### Task to carry out
The word "main": say how many lines of the data below contain it, and give the number alone.

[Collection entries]
§

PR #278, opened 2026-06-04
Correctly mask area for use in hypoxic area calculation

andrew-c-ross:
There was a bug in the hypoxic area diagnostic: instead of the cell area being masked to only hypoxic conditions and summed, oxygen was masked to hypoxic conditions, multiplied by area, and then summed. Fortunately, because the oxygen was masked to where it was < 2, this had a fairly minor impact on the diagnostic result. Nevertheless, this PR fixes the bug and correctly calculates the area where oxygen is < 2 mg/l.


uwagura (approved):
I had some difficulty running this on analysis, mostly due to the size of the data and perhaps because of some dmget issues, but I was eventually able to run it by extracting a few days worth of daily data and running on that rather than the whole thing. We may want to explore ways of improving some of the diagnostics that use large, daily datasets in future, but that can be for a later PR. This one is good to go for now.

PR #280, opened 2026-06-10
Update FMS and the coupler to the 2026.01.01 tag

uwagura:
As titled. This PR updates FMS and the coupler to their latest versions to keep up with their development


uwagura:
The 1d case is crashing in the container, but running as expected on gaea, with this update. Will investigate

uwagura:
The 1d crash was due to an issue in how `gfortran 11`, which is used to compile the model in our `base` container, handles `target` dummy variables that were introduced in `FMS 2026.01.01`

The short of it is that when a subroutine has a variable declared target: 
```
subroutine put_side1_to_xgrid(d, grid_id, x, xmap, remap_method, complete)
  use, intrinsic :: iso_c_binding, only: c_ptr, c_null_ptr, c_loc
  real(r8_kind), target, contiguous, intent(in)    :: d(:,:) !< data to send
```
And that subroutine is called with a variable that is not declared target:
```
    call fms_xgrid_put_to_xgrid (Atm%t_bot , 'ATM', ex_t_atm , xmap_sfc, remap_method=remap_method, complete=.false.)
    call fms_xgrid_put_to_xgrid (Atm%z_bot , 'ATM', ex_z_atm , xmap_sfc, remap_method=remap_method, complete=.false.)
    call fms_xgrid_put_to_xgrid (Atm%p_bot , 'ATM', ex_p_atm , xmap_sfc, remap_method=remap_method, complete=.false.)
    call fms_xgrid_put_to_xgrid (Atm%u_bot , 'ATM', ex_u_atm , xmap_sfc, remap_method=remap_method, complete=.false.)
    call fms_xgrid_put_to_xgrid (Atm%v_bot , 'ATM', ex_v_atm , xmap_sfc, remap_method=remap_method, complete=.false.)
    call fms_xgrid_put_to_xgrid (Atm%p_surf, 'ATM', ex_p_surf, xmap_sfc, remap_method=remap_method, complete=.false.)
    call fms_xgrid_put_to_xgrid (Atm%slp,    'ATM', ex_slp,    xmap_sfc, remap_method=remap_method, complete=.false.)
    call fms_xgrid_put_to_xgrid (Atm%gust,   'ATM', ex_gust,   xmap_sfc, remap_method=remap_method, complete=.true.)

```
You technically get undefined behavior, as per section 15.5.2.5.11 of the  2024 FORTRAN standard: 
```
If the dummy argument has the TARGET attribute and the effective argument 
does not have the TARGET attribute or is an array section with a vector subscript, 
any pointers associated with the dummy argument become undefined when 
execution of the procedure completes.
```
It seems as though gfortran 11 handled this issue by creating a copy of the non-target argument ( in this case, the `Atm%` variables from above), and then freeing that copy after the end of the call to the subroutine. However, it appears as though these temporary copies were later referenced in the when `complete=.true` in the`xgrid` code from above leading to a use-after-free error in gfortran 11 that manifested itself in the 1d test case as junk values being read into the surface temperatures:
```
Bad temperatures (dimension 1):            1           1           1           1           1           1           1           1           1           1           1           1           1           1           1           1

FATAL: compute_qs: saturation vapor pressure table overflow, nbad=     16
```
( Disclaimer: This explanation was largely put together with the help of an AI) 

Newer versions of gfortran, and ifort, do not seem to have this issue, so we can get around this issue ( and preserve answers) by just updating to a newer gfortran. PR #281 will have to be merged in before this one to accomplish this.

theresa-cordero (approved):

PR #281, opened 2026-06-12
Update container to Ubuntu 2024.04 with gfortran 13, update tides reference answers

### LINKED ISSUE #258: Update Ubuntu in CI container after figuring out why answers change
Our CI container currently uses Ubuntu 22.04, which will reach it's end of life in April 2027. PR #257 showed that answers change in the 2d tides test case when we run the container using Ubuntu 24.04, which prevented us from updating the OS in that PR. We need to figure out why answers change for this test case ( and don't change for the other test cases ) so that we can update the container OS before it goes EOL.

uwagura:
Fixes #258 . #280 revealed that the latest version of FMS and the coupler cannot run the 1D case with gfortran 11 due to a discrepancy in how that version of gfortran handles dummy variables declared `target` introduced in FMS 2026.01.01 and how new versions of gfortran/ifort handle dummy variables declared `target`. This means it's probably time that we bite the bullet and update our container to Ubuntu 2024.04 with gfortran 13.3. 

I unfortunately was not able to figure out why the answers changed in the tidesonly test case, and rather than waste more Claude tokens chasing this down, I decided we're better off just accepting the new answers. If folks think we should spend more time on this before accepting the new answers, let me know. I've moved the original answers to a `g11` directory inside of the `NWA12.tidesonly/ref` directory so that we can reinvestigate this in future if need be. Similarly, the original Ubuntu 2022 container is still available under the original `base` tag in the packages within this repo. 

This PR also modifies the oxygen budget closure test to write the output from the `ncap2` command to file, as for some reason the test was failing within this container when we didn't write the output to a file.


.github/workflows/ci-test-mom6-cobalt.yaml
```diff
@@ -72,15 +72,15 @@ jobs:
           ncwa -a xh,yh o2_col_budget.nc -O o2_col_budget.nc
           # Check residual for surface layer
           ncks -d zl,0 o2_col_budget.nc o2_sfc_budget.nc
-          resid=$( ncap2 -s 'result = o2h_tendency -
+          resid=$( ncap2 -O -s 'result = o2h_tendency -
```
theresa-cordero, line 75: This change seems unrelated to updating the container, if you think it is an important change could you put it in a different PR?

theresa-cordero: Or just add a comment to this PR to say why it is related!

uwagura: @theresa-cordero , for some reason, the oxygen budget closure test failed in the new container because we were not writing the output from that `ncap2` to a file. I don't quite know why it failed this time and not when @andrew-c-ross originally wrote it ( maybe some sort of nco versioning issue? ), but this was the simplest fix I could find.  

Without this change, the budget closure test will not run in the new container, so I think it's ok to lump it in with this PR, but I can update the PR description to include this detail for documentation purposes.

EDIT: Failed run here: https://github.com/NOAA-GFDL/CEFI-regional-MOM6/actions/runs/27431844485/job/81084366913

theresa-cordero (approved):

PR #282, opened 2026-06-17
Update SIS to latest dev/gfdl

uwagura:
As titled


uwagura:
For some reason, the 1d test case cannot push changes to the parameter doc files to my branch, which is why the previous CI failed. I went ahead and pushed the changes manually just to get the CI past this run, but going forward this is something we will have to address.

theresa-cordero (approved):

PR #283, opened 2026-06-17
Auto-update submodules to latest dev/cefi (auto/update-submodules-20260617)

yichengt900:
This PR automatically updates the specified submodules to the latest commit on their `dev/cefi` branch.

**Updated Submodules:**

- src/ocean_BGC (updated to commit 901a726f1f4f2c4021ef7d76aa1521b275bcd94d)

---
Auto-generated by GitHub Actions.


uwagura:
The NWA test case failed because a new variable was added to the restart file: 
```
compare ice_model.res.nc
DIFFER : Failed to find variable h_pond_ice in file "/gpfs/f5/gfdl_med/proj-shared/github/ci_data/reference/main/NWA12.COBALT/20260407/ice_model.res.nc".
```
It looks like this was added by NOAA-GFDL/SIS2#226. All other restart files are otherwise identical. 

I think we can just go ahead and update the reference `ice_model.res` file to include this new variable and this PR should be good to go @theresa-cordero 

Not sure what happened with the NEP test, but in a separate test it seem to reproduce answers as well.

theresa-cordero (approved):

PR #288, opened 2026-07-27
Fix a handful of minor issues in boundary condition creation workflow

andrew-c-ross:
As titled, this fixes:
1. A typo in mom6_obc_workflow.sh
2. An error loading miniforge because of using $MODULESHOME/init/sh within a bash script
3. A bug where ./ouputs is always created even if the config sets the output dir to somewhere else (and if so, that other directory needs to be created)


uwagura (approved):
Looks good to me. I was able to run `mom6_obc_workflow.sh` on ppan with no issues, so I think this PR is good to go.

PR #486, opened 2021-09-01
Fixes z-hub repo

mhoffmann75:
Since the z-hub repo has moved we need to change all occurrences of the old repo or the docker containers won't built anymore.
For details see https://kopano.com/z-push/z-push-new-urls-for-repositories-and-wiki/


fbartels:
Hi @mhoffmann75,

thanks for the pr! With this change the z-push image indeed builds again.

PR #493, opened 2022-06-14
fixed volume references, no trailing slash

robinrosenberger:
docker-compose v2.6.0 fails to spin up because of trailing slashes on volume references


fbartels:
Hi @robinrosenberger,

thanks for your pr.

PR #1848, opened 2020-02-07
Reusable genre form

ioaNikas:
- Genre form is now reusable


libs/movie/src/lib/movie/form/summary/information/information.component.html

§

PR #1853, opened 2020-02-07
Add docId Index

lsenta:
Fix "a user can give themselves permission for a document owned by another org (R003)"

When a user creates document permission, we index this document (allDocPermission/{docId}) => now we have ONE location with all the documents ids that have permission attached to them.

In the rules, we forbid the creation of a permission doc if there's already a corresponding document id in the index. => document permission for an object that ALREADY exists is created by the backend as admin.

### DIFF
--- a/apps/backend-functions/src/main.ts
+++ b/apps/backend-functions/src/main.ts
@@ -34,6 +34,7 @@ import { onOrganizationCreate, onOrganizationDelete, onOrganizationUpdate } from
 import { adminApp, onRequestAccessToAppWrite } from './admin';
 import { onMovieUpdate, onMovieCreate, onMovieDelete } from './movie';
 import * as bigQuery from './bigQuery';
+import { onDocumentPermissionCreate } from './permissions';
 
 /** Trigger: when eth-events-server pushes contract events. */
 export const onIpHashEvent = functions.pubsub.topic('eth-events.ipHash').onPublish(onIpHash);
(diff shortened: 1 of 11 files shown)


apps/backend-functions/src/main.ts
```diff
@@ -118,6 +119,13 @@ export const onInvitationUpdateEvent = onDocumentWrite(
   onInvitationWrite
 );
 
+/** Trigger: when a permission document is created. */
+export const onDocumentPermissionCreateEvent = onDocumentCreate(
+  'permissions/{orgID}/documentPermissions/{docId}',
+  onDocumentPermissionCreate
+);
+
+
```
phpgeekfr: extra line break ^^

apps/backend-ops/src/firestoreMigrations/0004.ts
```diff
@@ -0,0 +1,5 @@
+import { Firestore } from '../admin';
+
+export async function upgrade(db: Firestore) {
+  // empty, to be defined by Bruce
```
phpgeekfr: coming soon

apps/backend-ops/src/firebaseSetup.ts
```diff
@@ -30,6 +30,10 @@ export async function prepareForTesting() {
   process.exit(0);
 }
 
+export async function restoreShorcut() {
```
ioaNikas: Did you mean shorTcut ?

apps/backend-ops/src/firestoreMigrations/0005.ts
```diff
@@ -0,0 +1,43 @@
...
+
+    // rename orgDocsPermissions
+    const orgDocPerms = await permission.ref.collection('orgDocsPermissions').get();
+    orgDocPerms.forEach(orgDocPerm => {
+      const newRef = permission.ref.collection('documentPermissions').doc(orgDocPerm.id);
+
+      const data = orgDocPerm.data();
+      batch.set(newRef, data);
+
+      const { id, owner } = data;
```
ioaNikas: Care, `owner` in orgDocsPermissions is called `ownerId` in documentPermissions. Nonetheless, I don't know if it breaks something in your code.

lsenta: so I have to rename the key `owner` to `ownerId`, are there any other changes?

§

### Exercise answer
4